DeSousa's predicament is that she's wanted on kidnapping charges in Italy, along with two dozen other Americans connected to the CIA's "rendition" of an al Qaeda suspect from a Milan street to an Egyptian torture chamber in 2003.

Three years later, Italian authorities monitoring the missing man's home phone broke open the case, eventually filing kidnapping charges against DeSousa and the others, all but one CIA undercover operatives.

In spy-speak, it's called maintaining your cover.

DeSousa, a young-looking 53, sips her coffee. She knows the routine. She mechanically denies her alleged CIA employment and other evidence connecting her to the abduction,gathered by local police.

"I had nothing to do with the planning, and nothing to do with the kidnapping, of this guy," she says.

To the contrary, however, intelligence sources say she was part of a team conducting surveillance on the target, a Muslim preacher and al Qaeda suspect known as Abu Omar.

Italian press accounts, based on interviews with local intelligence officials who say DeSousa treated them with disdain, described her as "Sabrina the tiger, with stiletto heels and fists of steel."
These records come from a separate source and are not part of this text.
PR #2250, opened 2024-09-10
Use new find_package(CUDA Toolkit)

GlassOnTin:
On current Ubuntu Noble, unable to compile against CUDA using default sdrbase/CMakeLists.txt due to unsupported find_package(CUDA 9.0).

Instead use:
https://cmake.org/cmake/help/latest/module/FindCUDAToolkit.html

See suggestions at:
https://stackoverflow.com/questions/68475502/c-with-cuda-project-in-cmake-gives-error-nvlink-fatal-could-not-open-input


srcejon:
Looks like that requires CMake 3.17 - Currently we have: cmake_minimum_required(VERSION 3.13.0) - So I guess that needs updating too.

PR #2254, opened 2024-09-17
Allow plugins to be compiled as static libs, part 2.

srcejon:
These are the plugins that have embedded .qrc data. The files needed to be renamed so they are unique.

ADS-B: Allow plugin to be compiled as static lib. Allow building without texttospeech, location or process.
VOR localizer: Allow plugin to be compiled as static lib.
SID feature: Allow plugin to be compiled as static lib.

But Matthew Cole, who is writing a book on the Milan caper for Simon & Schuster, describes her as far less than a current-day Mata Hari.

"Sabrina De Sousa was brought into CIA in the mid-1980's by her then-husband, a career CIA officer named Mike Herbert," he said. "Before becoming a field officer, she was part of a freelance surveillance team that the Counter Terrorism Center then called 'Snapshots.'

"It was contract work that allowed her entry into getting a full-time job with the agency," Cole continued. "Several Italian intelligence and counter- terrorism officers told the Milan prosecutor that they were introduced to De Sousa as their new CIA liaison in Milan."

And she didn't leave a good impression, Cole said.

"One Italian intelligence official complained that she treated him like 'a Third World general'."

In any event, DeSousa has credit card records showing she wasn't even in Milan on the kidnapping, Feb. 17, 2003. She was on a skiing vacation 130 miles away.

Cole, who has spent hours interviewing Italian officials, agrees.

"She was involved in the early planning and preparatory stages of the Abu Omar rendition, and had some logistical role in the days leading up to the rendition, but she was not present when the abduction took place."

DeSousa dismisses all questions about her close relations with Italian intelligence officials, explaining them as nothing more than a routine part of her job as a U.S. diplomat with responsibility for "political and military relations" in Milan.

To a dozen more questions about her CIA employment and activities in Milan, she answers, in friendly resignation, "I can't really comment."

"You can keep hammering away at me, but all I will say is I was a former federal employee," she added. "I worked for the State Department. I was second secretary at the American embassy in Rome and the consulate in Milan."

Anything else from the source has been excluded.